What is it about Mondays?
I did manage to get a chapter done, and it ran long: 3400 words and change. Mind you, that’s a bit better than I thought I’d get done, given how the day started. Of course, I had intended to write two chapters, but that plan just wasn’t going to happen, as was made apparent from early on.
I could easily blame the day on circumstances. I started getting IMs from folks on the GAMA board that needed to be addressed. That meant I needed to read some other stuff, then offer opinions. Not normally hard stuff, but the requests came right as the chapter started getting tough. And then, just when I started going again on things, my father called and needed some help with his computer. Despite having machines running the same OS, I couldn’t duplicate the problem, and likely can’t fix it until the holidays. Still, the research it took to come to that conclusion, while interesting, didn’t get any words down on the page and ate up some time.
Every so often, a book demands a chapter that is a pain in the butt. It requires some set-up and then a big, high-energy finish. The problem with that was simple: the set up I used really put the pieces together such that there wasn’t the need for a high-energy finish. There are times when my tendency to make characters really clever means that the only way chaos happens is if they suddenly get stupid (that will never happen) or unforeseen circumstances toss a monkey-wrench into their plans. While the monkey-wrench in question is perfectly believable, it’s a coincidence, and I pretty much loathe coincidence in fiction.
Why is that? Simple. Coincidence is random. There is no causality. Because there is no causality, the reader has no chance of predicting what might happen. Even when a reader says, “I never saw that coming,” they usually can track back the steps that would have allowed them to get there. If they can’t, if there are no steps, it’s a deus ex machina and not very satisfying.
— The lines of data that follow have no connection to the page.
PR #641, opened 2024-05-02
Enforce factory pattern for classes that derive from `Config`

paulhazen:
In light of the changes made in PR #615 that introduced Config caching, it occurred to me that we should enforce the factory pattern with Config classes to make sure that they are all properly kept track of. 

To that end, I changed the access modifier on the constructor of all implementing classes from `public` to `protected`, introduced static methods on the baser abstract `Config` class that handle the factory aspects, and added a static constructor to each so that the registration of the factory methods can be handled by the implementing class (this allows flexibility for adding new platforms in the future because platform configs can register their own constructors instead of having the factory (static context within `Config`) keep track of the constructors for each in a discrete list.

While doing this work, I also renamed `EOSSteamConfig` and `EOSSteamInternal` to `SteamConfig` and `SteamInternal` respectively, which reflects the naming convention we use with other `Config` and Config-related objects.

In addition, I added function comments where necessary, and re-ordered the various `Config` class member variables to precede the static constructor within each.


Assets/Plugins/Source/Core/Config.cs
```diff
@@ -83,26 +89,76 @@ protected Config(string filename, string directory)
...
         }
 
+        /// <summary>
+        /// Allows deriving classes to register their constructor method in order to enforce the
+        /// factory pattern. This requires that each class that derives from Config must implement
+        /// a static method registering it's constructor.
+        /// </summary>
+        /// <typeparam name="T">The config type.</typeparam>
+        /// <param name="factory">The function to create the config type</param>
+        protected static void RegisterFactor<T>(Func<Config> factory) where T : Config
```
WispyMouse: What leads towards wanting to name this "RegisterFactor" instead of "RegisterFactory"?

Assets/Plugins/Source/Core/Config.cs
```diff
@@ -83,26 +89,76 @@ protected Config(string filename, string directory)
             Directory = directory;
         }
 
+        /// <summary>
+        /// Allows deriving classes to register their constructor method in order to enforce the
+        /// factory pattern. This requires that each class that derives from Config must implement
+        /// a static method registering it's constructor.
```
WispyMouse: nit: "it's constructor" => "its constructor"

Assets/Plugins/Source/Core/Config.cs
```diff
@@ -83,26 +89,76 @@ protected Config(string filename, string directory)
...
+        /// Try to retrieve the factory method for the indicated type that can be used to
+        /// create a new instance of the given config type.
+        /// </summary>
+        /// <typeparam name="T">The type of config to get the factory method for.</typeparam>
+        /// <param name="factory">The factory method that instantiates the config indicated.</param>
+        /// <returns>True if the factory is registered, false otherwise.</returns>
+        /// <exception cref="InvalidOperationException">
+        /// If the indicated type does not have a corresponding constructor function
+        /// registered, a verbose exception will be thrown indicating how to properly
+        /// implement the Config implementing class such that it's constructor is
```
WispyMouse: nit: "it's constructor" => "its constructor"

WispyMouse: I'll leave this here as a general reminder of this small grammatical change, it applies in some other places.

Assets/Plugins/Source/Core/Config.cs
```diff
@@ -83,26 +89,76 @@ protected Config(string filename, string directory)
...
+            //       not be cached.
 #if !UNITY_EDITOR
+            // Determine if there is a cached copy of the config, return that if it exists.
             if (s_cachedConfigs.TryGetValue(typeof(T), out Config config))
             {
                 return (T)config;
             }
 #endif
+            // Try to get the factory method used to instantiate the config.
+            TryGetFactory<T>(out Func<Config> factory);
```
WispyMouse, line 179: This looks like it should check to see if the factory is successfully gotten from the TryGetFactory function, before using the factory below.

Assets/Plugins/Source/Core/Config.cs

I was going to rant on about coincidences a lot more, but while writing that paragraph above, I came up with a way to actually put causality back in for this chapter. It’s actually an elegant little solution and will only require a bit of editing here and there. In fact, I can tie it back into something much earlier in the book. So the steps will be there.
This is another thing I love about my job. No one is going to die if a problem is not solved. On the other hand, the solutions can be very cool and often come together quickly. Moreover, the mood I was in at the start of writing this entry has shifted as I become more and more comfortable with the fix. (Yes, I’ve made a note, I’ll fix it in the next draft. And we push forward.)
So, for a writer, I guess the thing about Mondays is this: Mondays are just a day like any other. You pile the words up, figure out fixes, and just keep going. If IMs and phone calls are going to slow you down, you just tell folks, “I’m in the middle of something, let me get back to you.” Chances are no one will die if they have to wait (and if the problem is that dire, why are they talking to you instead of dialing 911?).
No one will die, that is, except for characters, and that can make a Monday very worth while.